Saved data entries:
== Segment start ==

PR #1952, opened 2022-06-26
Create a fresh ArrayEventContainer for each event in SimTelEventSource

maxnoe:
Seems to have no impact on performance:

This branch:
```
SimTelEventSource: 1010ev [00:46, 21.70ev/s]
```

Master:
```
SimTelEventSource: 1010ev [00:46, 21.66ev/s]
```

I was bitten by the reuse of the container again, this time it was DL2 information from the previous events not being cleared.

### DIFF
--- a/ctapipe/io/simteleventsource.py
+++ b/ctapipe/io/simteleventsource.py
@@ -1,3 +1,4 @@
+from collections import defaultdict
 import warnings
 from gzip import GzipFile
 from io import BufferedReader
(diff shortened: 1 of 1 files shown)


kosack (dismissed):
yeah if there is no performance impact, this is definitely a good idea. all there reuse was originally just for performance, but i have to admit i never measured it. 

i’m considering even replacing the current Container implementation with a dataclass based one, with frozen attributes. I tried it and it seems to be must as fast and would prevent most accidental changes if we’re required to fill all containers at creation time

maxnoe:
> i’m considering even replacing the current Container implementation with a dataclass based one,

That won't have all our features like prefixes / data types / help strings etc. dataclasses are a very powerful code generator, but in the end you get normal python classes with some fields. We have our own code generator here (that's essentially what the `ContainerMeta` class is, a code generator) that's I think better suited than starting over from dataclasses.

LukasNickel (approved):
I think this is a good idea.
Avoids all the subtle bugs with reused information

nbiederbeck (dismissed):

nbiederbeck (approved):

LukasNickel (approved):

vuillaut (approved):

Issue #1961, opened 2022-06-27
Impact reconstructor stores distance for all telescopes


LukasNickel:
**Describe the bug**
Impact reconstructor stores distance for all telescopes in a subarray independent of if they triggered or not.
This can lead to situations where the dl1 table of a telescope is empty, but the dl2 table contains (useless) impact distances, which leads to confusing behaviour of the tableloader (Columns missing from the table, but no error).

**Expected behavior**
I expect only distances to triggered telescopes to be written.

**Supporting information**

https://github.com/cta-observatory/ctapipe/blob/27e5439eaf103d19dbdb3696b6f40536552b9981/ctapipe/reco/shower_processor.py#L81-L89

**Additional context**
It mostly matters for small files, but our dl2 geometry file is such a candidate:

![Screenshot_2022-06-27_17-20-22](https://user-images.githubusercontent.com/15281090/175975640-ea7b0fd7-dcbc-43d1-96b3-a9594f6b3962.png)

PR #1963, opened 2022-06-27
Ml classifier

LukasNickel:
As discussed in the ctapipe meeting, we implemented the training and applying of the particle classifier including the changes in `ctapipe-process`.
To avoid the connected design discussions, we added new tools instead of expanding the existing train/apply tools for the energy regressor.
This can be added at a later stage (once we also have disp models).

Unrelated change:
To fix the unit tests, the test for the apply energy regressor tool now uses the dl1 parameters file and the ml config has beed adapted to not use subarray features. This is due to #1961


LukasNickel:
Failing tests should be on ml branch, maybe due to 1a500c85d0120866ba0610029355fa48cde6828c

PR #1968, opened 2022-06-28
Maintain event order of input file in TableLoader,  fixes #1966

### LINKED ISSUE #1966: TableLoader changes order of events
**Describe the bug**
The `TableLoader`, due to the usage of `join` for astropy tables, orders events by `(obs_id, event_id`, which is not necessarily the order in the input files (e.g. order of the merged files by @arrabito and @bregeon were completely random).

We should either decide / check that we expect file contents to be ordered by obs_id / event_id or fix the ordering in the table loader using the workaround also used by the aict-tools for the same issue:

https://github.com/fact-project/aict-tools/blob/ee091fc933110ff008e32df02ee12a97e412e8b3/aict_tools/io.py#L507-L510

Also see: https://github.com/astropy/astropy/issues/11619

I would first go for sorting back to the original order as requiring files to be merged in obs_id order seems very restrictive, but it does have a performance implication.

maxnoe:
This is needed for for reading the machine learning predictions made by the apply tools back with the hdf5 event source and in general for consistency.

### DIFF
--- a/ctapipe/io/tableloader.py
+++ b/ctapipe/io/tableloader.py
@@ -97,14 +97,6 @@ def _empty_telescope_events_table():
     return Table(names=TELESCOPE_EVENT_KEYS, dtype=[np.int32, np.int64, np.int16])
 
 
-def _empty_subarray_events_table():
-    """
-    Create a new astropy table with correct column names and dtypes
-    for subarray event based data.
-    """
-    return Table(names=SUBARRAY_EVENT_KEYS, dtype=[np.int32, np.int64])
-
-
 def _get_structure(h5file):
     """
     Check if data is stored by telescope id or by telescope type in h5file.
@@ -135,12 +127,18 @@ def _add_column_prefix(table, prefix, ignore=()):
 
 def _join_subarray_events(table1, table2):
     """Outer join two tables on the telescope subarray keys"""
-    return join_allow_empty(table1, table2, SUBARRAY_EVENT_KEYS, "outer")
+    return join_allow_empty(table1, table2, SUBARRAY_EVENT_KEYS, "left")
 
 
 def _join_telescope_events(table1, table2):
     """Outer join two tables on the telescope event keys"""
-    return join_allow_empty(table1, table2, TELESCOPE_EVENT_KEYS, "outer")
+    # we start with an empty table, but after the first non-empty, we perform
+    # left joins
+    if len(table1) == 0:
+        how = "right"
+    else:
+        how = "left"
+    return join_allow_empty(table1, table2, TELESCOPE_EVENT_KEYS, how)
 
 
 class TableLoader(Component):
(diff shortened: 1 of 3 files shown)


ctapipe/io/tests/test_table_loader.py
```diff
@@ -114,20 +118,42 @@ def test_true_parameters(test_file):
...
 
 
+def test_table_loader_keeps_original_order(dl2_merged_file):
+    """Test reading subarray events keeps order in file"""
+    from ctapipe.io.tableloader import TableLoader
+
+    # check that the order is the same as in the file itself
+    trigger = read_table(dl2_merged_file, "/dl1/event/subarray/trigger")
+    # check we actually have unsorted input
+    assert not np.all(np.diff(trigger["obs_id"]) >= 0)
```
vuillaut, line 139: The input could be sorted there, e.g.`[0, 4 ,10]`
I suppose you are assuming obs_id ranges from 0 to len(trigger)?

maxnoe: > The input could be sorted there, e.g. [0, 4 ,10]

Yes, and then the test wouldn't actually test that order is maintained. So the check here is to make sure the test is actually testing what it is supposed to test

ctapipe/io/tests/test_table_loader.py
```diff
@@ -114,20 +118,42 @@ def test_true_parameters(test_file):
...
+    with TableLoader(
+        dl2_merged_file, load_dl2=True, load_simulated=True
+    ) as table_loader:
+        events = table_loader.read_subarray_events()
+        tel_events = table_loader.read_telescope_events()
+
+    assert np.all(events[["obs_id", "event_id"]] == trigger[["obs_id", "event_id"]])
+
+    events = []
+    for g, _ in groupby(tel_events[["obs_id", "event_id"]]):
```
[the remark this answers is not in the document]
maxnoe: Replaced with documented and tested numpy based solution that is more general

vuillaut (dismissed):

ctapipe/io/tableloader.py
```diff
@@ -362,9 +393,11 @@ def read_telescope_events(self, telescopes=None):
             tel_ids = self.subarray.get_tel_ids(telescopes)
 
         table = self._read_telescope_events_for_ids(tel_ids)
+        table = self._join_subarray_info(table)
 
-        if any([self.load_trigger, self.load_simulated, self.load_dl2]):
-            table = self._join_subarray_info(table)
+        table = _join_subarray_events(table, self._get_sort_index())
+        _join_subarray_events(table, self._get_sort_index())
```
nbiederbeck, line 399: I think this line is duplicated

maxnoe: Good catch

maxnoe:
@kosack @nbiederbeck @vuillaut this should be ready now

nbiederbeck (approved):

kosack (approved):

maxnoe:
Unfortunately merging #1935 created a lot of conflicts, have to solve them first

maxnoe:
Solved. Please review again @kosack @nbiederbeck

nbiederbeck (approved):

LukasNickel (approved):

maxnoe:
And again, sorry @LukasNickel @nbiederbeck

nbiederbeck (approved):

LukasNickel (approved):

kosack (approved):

== Segment end ==

(Your goal) Check every line of the entries above, and copy those that carry the string "vuillaut".

(Output)
vuillaut (approved):
vuillaut, line 139: The input could be sorted there, e.g.`[0, 4 ,10]`
vuillaut (dismissed):
@kosack @nbiederbeck @vuillaut this should be ready now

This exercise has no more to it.